=== SUPPLIED ENTRIES ===

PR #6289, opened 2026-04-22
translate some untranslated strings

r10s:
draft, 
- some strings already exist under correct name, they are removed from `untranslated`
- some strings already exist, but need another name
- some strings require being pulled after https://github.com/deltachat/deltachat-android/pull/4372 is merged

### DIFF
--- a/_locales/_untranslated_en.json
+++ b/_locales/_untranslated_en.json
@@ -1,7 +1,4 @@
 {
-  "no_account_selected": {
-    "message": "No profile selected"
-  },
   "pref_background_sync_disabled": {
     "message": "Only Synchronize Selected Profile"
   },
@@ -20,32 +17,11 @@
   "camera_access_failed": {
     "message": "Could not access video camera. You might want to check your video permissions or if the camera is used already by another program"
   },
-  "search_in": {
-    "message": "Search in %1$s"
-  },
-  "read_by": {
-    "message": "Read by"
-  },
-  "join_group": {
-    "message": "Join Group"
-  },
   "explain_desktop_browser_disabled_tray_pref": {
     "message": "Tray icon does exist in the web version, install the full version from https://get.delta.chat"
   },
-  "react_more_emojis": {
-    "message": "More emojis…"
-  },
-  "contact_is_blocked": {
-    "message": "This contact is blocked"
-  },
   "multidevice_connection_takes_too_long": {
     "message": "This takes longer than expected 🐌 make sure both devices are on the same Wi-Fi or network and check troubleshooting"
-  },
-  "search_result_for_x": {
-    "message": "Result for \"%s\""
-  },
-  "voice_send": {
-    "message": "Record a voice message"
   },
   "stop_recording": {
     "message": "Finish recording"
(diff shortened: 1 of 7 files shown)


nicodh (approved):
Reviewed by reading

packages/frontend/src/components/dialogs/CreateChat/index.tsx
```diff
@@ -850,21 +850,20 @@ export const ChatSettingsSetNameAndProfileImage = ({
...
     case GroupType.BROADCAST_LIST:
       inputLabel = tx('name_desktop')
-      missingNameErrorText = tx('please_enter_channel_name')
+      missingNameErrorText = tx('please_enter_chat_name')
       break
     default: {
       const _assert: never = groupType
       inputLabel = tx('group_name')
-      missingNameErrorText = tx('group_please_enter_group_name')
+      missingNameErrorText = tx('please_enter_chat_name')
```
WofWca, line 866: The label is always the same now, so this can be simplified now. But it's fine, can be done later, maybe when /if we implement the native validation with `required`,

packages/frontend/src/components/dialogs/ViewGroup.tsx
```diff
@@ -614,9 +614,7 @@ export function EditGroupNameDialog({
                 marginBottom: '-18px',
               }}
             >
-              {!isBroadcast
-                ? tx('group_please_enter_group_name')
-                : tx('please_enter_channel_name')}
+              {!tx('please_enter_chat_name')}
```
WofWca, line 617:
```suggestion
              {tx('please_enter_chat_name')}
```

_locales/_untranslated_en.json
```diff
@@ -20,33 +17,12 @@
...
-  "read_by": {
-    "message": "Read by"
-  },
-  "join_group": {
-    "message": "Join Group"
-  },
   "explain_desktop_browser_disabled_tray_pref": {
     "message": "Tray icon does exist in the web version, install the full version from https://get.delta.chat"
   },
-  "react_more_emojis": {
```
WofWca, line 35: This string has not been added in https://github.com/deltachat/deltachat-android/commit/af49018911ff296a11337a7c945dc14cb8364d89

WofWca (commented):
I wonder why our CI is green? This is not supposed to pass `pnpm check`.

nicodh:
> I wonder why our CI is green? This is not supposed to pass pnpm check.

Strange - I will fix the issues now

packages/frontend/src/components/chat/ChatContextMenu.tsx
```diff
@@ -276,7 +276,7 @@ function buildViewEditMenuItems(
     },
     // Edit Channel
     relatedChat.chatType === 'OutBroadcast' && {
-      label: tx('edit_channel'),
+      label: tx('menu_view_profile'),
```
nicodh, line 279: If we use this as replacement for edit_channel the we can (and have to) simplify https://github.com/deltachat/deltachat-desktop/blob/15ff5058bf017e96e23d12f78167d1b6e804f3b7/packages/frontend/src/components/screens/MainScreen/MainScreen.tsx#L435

===
=== SUPPLIED ENTRIES ===

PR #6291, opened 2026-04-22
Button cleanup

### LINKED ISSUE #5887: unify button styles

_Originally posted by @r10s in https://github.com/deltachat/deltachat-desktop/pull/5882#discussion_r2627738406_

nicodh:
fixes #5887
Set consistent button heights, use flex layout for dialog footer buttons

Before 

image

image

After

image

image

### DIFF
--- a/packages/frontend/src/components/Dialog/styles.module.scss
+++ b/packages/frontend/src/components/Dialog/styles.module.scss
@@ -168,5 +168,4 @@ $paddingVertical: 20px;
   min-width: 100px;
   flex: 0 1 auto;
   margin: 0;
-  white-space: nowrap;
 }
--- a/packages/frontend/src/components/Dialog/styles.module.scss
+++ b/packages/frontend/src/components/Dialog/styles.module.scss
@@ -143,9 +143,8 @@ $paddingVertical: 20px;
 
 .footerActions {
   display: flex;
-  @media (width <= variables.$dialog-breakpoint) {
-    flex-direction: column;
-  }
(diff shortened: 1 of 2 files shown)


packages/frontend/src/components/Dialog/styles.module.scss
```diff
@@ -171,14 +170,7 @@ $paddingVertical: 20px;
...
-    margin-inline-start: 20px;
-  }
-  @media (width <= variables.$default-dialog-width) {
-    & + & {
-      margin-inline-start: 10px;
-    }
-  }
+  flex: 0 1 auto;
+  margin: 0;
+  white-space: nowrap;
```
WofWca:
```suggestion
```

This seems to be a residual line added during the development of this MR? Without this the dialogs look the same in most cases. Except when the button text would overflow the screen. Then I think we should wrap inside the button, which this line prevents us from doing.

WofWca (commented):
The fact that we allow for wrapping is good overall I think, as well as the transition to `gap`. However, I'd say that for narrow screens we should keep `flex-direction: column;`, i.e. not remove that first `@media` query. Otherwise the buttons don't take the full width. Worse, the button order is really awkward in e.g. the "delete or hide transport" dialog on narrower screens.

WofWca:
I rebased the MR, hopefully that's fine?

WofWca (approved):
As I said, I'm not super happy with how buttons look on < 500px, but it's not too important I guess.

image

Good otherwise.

===

WHAT THE TASK ASKS: Show a copy of each line from the data that includes the word "already".

PROBLEM SOLUTION:
- some strings already exist under correct name, they are removed from `untranslated`
- some strings already exist, but need another name
     "message": "Could not access video camera. You might want to check your video permissions or if the camera is used already by another program"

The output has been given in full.